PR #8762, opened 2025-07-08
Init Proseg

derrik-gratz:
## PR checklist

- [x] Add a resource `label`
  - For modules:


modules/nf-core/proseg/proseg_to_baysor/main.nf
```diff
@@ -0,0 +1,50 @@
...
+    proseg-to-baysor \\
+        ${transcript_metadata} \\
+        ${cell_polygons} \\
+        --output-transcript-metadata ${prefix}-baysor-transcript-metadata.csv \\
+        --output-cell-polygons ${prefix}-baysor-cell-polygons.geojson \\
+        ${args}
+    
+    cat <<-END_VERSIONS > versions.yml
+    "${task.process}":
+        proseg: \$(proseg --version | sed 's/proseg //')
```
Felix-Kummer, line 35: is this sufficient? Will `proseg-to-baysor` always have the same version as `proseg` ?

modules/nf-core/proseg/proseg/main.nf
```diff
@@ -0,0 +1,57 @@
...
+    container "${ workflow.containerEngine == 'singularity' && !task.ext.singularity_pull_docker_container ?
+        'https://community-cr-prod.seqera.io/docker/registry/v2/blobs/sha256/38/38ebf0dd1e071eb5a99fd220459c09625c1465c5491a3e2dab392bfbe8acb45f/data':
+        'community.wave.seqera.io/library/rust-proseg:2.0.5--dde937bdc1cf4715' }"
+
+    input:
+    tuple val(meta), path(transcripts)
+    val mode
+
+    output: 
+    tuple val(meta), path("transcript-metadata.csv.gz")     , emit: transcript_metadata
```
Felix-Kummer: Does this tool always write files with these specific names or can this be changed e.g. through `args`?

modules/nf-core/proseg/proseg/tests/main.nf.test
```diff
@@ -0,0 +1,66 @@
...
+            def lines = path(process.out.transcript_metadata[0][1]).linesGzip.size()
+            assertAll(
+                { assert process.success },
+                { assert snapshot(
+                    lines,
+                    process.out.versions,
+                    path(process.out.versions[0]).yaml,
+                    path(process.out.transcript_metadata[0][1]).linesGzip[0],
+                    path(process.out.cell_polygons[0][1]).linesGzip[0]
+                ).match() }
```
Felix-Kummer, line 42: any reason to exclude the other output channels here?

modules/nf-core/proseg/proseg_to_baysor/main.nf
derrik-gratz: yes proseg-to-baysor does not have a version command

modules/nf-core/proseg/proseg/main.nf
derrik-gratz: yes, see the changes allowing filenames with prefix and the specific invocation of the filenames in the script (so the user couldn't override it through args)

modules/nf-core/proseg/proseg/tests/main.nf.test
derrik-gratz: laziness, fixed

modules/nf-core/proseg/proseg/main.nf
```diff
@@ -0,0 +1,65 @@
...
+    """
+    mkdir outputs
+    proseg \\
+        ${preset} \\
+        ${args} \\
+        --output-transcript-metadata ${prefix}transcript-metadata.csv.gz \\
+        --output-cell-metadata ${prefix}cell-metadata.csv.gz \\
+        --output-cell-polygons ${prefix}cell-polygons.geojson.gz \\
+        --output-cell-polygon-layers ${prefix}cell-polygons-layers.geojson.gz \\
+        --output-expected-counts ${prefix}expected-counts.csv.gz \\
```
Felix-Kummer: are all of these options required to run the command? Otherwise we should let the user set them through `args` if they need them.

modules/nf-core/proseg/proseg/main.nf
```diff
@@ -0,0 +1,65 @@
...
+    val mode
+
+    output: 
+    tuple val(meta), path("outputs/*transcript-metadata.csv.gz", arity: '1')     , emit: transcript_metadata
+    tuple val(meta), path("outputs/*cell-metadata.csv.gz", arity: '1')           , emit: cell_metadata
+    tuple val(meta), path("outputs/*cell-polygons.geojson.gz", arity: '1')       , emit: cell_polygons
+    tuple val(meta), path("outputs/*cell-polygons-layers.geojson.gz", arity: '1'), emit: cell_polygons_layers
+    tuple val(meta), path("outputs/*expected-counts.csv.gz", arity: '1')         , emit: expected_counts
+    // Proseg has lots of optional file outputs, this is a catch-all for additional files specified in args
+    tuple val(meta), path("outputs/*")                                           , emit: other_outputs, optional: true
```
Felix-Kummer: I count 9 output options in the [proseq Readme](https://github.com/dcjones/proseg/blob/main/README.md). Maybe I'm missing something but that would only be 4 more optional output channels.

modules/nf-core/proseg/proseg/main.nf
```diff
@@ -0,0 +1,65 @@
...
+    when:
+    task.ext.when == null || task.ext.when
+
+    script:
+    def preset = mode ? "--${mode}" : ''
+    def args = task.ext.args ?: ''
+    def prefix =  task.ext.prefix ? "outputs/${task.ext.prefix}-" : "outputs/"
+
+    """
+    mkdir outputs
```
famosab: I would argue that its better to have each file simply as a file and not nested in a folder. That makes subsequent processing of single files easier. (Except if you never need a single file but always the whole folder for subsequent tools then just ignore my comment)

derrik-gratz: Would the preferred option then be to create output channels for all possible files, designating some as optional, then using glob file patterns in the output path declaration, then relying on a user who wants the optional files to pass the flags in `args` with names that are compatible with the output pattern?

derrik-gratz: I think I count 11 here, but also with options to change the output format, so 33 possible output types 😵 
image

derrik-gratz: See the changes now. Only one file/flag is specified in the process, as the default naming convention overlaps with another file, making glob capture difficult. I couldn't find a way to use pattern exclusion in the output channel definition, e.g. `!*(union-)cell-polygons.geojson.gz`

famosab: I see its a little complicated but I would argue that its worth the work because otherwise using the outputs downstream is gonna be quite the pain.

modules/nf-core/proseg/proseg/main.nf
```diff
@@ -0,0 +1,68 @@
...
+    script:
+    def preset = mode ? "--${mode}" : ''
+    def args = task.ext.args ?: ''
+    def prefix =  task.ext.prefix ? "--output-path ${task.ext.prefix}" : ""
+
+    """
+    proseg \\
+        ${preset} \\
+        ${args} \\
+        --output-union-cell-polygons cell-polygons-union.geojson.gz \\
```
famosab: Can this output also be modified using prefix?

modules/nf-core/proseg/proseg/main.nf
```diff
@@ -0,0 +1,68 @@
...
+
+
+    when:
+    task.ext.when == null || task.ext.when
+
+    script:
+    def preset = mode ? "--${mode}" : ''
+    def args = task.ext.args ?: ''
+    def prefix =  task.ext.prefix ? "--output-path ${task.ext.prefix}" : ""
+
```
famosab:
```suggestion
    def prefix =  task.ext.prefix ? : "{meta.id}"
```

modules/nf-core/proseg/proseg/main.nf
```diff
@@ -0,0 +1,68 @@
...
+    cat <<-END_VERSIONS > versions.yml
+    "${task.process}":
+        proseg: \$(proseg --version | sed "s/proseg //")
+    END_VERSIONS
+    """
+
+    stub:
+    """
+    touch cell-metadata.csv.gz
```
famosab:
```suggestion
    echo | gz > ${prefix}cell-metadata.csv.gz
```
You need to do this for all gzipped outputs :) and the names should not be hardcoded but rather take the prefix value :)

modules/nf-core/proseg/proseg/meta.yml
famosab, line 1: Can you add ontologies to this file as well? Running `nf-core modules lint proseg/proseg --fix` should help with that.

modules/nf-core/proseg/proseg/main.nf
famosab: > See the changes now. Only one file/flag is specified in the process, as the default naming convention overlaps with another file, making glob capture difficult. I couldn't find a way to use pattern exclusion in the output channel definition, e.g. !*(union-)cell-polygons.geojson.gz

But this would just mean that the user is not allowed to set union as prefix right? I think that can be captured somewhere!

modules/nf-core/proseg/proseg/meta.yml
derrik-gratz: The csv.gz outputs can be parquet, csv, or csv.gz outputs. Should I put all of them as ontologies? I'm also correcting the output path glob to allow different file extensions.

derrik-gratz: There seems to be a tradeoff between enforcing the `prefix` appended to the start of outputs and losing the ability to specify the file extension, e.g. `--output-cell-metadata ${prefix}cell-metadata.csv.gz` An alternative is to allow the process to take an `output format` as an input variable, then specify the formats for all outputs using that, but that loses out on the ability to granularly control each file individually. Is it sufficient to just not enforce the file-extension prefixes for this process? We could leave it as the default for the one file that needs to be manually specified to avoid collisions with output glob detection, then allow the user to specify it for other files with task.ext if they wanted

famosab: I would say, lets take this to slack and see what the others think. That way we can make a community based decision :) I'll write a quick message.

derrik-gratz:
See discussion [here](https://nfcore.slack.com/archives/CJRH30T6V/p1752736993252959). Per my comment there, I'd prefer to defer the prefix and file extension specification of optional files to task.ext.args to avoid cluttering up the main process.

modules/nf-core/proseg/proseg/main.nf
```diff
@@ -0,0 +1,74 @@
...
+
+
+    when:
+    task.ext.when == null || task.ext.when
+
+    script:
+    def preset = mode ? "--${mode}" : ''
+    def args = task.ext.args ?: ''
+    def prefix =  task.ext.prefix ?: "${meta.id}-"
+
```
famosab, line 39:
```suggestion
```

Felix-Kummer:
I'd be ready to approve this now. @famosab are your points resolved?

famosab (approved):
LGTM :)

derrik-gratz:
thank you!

★ ★ ★

### Task directions
Look above for the line that contains "derrik-gratz: yes, see". Starting there, transcribe every line exactly until you have copied the line that contains "derrik-gratz: laziness, fixed".

### Expected answer
derrik-gratz: yes, see the changes allowing filenames with prefix and the specific invocation of the filenames in the script (so the user couldn't override it through args)

modules/nf-core/proseg/proseg/tests/main.nf.test
derrik-gratz: laziness, fixed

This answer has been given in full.